A 23-year-old woman did not leave her room for weeks, her family said.
She is allegedly raped by a police officer who enforces government coronavirus guidelines.
“She’s very traumatized,” said Pamela’s older cousin, Fred, who has helped look after the family since the alleged assault.
“It has been very difficult for her to sleep well since that incident.”
On July 28, Pamela traveled by public bus en route to Port Harcourt, the capital of the south-central Rivers state, some 45 km west of Bori.
On reaching a checkpoint in Sakpenwa town, 25 km outside Bori, at 6:30 p.m., Pamela said four police officers arrested her for not wearing a mask.
Then, she said, they escorted her to a guest house where one of the officers raped her “until dawn” after “threatening to kill her” if she didn’t cooperate.
“I am not myself and have passed out twice since the rape incident,” said Pamela, whose husband died more than two years ago.

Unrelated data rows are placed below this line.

PR #488, opened 2016-12-16
Export ZBUFF_isError() and ZBUFF_getErrorName()

terrelln:
In `zstd_common.c`, since `zbuff.h` wasn't included, the symbols are by default
hidden in the shared library, and the exported symbols aren't defined.

### DIFF
--- a/lib/deprecated/zbuff_common.c
+++ b/lib/deprecated/zbuff_common.c
@@ -1,0 +1,26 @@
+/**
+ * Copyright (c) 2016-present, Yann Collet, Facebook, Inc.
+ * All rights reserved.
+ *
+ * This source code is licensed under the BSD-style license found in the
+ * LICENSE file in the root directory of this source tree. An additional grant
+ * of patent rights can be found in the PATENTS file in the same directory.
+ */
+
+/*-*************************************
+*  Dependencies
+***************************************/
+#include "error_private.h"
+#include "zbuff.h"
+
+/*-****************************************
+*  ZBUFF Error Management  (deprecated)
+******************************************/
+
+/*! ZBUFF_isError() :
+*   tells if a return value is an error code */
+unsigned ZBUFF_isError(size_t errorCode) { return ERR_isError(errorCode); }
+/*! ZBUFF_getErrorName() :
+*   provides error code string from function result (useful for debugging) */
+const char* ZBUFF_getErrorName(size_t errorCode) { return ERR_getErrorName(errorCode); }
+
--- a/lib/dictBuilder/zdict.h
+++ b/lib/dictBuilder/zdict.h
@@ -19,15 +19,18 @@ extern "C" {
 #include <stddef.h>  /* size_t */
 
 
-/*======  Export for Windows  ======*/
-/*!
-*  ZSTD_DLL_EXPORT :
-*  Enable exporting of functions when building a Windows DLL
-*/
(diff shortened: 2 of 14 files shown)


lib/deprecated/zbuff_common.c
```diff
@@ -0,0 +1,25 @@
...
+ *
+ * This source code is licensed under the BSD-style license found in the
+ * LICENSE file in the root directory of this source tree. An additional grant
+ * of patent rights can be found in the PATENTS file in the same directory.
+ */
+
+/*-*************************************
+*  Dependencies
+***************************************/
+#include "error_private.h"
```
Cyan4973: no need to include `zbuff.h` ?

Cyan4973:
Good point.

Could we have a test in CI environment which shows the shortcomings of pre-patched source code ?
This to ensure both that current patch improve it, and that similar issue will be checked in the future.

terrelln:
Should the functions `ZSTD_getErrorCode()` and `ZSTD_getErrorString()` be exported?

Cyan4973:
> Should the functions ZSTD_getErrorCode() and ZSTD_getErrorString() be exported?

Yes

terrelln:
I also exported all of the unexported advanced functions.

tests/symbols.c
```diff
@@ -0,0 +1,144 @@
...
+#include "zstd_errors.h"
+#define ZSTD_STATIC_LINKING_ONLY
+#include "zstd.h"
+#define ZBUFF_DISABLE_DEPRECATE_WARNINGS
+#define ZBUFF_STATIC_LINKING_ONLY
+#include "zbuff.h"
+#define ZDICT_STATIC_LINKING_ONLY
+#include "zdict.h"
+
+static const void *symbols[] = {
```
Cyan4973: This is a great way to test presence of symbols.

Obviously, it features the maintenance shortcoming that it needs to be manually edited whenever a new prototype is added.
As it stands, it's very easy to create a new prototype and forget to add it to `symbols.c`, and then test passes correctly...

Unfortunately, I also have no really better alternative to propose.

I was vaguely considering to create a build mode for `tests` programs, that would use dynamic `libzstd` instead of compiling and linking directly `lib` source code.
Of course, there's a bit of the same problem, a new prototype needs to be invoked from at least one of these test programs to check its presence. But it's supposed to be the case, any prototype should have at least one basic unit test associated.

terrelln: I think unit tests will only get us protection from regressions for this failure, not protection against failures in new functions.

To solve this problem I think you would need a linter that runs on commits.

lib/dictBuilder/zdict.h
```diff
@@ -19,13 +19,13 @@ extern "C" {
...
 
 
-/*======  Export for Windows  ======*/
-/*!
-*  ZSTD_DLL_EXPORT :
-*  Enable exporting of functions when building a Windows DLL
-*/
-#if defined(_WIN32) && defined(ZSTD_DLL_EXPORT) && (ZSTD_DLL_EXPORT==1)
+/* =====   ZDICTLIB_API : control library symbols visibility   ===== */
+#if defined(__GNUC__) && (__GNUC__ >= 4)
```
inikep: This breaks DLL compiled with gcc/MinGW. A fix for zstd.h is available here:
https://github.com/inikep/zstd/commit/60f10aab6c26dda2224583de84fe64ab7a649f55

“Due to my deteriorating health, I had to move here to live with my mother so that I could be treated.”
Pamela is not the only woman in Nigeria who says she has been attacked by those who should take precautionary measures against the coronavirus.
The Women At Risk International Foundation reported in 2018 that more than 10,000 women and girls are raped or sexually abused every day in the country.
It is unclear how many rapists have been convicted in recent years, but Nigeria’s National Bureau of Statistics revealed that the country’s police reported no convictions for rape in 2017, despite recording 2,279 cases of rape and indecent assault.